------ Data for analysis ------
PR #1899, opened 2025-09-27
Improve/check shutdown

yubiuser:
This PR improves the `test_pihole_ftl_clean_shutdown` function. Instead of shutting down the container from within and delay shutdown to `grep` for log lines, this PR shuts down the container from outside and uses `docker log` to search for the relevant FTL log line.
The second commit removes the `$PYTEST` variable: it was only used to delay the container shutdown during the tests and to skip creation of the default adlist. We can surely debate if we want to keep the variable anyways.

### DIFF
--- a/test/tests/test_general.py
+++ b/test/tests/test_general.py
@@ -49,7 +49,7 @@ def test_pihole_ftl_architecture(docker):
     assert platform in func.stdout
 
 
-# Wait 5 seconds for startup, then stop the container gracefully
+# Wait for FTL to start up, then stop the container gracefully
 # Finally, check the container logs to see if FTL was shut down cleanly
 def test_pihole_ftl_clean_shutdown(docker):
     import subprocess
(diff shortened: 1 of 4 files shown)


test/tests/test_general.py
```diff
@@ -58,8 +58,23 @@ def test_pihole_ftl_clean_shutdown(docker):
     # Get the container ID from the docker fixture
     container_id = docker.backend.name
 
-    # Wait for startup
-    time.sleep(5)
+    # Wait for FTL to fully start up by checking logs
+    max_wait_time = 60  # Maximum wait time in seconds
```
------
------ Data for analysis ------
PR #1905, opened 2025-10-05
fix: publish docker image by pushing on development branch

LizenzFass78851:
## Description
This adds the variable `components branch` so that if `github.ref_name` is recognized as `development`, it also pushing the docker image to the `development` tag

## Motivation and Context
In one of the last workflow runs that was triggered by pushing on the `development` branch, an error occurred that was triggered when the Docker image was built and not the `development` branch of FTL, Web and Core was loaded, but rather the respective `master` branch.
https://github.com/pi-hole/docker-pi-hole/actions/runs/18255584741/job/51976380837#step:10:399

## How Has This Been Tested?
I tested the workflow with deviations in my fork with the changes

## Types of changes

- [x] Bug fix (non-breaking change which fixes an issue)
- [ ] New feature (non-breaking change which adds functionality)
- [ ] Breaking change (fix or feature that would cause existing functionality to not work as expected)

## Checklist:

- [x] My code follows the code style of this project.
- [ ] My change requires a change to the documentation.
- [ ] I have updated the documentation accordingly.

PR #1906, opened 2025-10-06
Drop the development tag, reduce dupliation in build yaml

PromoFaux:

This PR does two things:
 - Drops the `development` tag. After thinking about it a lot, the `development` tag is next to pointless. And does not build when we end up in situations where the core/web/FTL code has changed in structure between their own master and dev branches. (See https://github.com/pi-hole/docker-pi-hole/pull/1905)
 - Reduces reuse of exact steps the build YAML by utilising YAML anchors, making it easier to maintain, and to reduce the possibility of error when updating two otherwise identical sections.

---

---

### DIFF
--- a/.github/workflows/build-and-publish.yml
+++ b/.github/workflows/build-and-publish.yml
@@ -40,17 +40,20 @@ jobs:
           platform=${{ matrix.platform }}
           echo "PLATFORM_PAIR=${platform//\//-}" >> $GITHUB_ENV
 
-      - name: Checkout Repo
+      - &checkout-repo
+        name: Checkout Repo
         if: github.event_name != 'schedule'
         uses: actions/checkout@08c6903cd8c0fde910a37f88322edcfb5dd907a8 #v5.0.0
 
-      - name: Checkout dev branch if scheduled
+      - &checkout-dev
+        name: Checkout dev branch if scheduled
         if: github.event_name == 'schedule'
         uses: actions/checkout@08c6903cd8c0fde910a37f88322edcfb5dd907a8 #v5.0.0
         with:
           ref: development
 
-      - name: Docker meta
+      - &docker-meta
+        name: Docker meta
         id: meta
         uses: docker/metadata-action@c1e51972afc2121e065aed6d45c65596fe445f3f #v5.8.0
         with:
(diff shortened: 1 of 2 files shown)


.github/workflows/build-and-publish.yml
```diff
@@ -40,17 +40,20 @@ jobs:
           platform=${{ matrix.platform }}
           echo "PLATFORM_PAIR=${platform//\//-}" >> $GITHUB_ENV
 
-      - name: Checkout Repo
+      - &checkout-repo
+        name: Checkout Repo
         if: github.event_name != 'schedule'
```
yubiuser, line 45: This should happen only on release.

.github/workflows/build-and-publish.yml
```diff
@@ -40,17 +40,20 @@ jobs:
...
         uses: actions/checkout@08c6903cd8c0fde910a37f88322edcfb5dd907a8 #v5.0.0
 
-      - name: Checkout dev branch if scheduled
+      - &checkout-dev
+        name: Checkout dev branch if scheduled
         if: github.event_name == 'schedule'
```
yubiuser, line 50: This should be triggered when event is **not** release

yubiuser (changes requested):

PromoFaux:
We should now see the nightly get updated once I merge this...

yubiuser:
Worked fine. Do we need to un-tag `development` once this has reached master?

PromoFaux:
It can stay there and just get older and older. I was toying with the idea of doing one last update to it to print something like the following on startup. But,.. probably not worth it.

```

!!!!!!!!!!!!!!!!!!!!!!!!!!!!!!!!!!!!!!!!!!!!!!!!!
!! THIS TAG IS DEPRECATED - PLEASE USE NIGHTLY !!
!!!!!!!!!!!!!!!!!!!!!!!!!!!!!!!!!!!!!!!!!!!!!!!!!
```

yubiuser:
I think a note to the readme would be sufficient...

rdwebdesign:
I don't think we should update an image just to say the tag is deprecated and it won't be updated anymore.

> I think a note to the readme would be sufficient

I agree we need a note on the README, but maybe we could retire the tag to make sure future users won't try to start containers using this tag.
------
• Exercise goal:
Scan the entries above. Copy each line that has the string "opened".

• Solved exercise:
PR #1899, opened 2025-09-27
PR #1905, opened 2025-10-05
PR #1906, opened 2025-10-06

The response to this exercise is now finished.